Requirement
From the entries below, copy every line holding the word "changeEditorSelection".

Data for analysis
-*-*-

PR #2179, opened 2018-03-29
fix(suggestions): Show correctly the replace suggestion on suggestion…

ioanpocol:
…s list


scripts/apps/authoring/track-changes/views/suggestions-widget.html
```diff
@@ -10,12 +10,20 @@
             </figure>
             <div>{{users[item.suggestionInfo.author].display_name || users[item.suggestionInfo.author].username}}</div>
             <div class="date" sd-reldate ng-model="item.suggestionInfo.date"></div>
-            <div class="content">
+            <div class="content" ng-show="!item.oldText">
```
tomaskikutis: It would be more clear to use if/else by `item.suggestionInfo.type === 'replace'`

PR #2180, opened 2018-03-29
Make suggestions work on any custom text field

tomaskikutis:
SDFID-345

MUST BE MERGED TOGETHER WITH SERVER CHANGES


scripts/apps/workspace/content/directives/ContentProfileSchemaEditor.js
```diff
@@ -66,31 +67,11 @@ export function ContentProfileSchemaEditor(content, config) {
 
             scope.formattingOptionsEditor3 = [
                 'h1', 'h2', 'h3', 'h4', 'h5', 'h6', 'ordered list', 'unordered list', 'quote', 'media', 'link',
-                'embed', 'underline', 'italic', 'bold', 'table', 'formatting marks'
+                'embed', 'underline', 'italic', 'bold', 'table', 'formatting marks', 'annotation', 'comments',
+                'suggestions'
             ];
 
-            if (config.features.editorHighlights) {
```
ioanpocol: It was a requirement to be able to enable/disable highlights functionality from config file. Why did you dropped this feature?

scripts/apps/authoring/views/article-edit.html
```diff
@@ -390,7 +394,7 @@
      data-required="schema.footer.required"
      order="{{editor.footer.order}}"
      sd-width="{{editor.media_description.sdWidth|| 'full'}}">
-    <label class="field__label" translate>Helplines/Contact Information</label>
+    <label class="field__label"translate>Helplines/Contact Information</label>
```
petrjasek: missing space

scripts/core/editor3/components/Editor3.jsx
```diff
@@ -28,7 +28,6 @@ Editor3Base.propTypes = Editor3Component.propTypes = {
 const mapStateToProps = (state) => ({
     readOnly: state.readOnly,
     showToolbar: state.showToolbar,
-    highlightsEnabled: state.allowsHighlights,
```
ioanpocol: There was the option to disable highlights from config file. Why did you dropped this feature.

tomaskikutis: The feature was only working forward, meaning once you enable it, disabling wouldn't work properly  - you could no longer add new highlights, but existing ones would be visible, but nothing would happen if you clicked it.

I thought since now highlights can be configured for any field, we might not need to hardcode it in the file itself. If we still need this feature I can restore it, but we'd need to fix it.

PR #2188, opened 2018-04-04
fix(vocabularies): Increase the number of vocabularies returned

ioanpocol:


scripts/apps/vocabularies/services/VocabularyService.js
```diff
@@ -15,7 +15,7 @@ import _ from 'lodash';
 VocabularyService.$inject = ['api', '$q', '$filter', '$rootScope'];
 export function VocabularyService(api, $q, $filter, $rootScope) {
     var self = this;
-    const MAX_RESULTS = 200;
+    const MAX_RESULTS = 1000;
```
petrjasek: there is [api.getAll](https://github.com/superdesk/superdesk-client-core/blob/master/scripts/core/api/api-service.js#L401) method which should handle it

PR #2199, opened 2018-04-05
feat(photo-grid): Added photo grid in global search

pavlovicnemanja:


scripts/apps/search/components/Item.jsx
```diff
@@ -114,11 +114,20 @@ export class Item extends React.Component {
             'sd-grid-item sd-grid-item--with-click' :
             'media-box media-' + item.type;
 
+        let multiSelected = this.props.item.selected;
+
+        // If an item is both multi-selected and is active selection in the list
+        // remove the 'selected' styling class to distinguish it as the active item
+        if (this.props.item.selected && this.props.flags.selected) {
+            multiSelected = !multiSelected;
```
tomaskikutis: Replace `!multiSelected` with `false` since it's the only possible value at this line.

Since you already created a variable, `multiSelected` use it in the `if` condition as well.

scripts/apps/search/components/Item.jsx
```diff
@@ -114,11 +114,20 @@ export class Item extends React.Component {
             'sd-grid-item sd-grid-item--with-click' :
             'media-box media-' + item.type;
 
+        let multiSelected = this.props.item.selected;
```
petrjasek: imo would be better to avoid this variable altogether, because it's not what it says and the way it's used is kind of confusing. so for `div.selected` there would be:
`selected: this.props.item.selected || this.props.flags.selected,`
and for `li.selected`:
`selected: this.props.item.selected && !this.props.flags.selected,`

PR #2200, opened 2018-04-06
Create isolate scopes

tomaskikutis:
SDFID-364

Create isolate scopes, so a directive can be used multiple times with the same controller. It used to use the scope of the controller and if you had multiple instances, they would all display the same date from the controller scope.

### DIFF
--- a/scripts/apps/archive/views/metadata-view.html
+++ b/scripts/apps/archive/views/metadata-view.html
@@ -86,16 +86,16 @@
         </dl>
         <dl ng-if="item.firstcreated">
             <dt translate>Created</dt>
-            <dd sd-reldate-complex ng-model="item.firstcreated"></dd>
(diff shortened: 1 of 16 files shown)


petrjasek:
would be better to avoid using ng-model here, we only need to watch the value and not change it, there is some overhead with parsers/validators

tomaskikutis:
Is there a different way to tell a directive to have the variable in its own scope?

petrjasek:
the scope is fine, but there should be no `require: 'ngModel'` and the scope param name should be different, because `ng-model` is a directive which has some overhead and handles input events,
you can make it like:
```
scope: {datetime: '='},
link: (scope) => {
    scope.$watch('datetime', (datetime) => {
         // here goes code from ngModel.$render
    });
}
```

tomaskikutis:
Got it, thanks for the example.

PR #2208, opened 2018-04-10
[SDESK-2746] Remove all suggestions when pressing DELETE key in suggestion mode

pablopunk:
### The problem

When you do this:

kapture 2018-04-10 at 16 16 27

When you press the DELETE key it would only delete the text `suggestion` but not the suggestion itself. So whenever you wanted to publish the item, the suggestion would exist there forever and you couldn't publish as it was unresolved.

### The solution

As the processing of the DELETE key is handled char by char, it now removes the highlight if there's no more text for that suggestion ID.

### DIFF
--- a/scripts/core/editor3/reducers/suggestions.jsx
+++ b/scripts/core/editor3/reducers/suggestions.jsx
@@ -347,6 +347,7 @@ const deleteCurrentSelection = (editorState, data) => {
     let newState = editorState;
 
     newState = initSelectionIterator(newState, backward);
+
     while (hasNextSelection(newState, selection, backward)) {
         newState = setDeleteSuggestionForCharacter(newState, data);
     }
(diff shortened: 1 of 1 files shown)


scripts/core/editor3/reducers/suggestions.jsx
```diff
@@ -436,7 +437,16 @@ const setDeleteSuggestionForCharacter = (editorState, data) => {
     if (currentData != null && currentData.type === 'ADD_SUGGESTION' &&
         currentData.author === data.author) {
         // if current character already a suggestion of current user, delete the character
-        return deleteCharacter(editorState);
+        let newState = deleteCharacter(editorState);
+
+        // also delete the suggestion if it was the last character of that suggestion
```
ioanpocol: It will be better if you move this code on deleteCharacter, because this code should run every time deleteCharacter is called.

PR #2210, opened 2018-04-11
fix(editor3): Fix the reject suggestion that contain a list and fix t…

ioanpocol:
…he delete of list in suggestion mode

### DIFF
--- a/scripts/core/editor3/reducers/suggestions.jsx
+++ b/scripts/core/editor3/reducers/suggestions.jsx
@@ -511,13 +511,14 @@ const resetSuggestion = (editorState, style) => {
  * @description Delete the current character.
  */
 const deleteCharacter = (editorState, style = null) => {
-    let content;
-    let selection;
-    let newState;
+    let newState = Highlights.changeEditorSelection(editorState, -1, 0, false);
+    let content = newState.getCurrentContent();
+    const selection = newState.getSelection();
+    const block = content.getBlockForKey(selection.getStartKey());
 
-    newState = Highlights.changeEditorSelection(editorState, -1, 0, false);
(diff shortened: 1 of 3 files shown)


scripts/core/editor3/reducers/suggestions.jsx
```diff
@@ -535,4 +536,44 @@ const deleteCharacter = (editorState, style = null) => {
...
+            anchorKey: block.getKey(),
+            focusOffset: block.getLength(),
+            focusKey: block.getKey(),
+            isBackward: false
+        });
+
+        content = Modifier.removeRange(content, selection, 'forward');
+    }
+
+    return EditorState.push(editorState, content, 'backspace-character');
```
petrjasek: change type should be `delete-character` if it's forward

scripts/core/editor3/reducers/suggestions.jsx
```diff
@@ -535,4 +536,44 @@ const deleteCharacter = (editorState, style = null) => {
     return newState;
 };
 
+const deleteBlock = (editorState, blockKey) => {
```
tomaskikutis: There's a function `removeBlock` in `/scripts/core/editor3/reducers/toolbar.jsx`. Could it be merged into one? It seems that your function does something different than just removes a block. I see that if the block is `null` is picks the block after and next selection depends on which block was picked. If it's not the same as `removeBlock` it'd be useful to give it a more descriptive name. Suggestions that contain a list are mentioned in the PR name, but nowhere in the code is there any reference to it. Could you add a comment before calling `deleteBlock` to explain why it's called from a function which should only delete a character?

-*-*-

Expected answer
+    let newState = Highlights.changeEditorSelection(editorState, -1, 0, false);
-    newState = Highlights.changeEditorSelection(editorState, -1, 0, false);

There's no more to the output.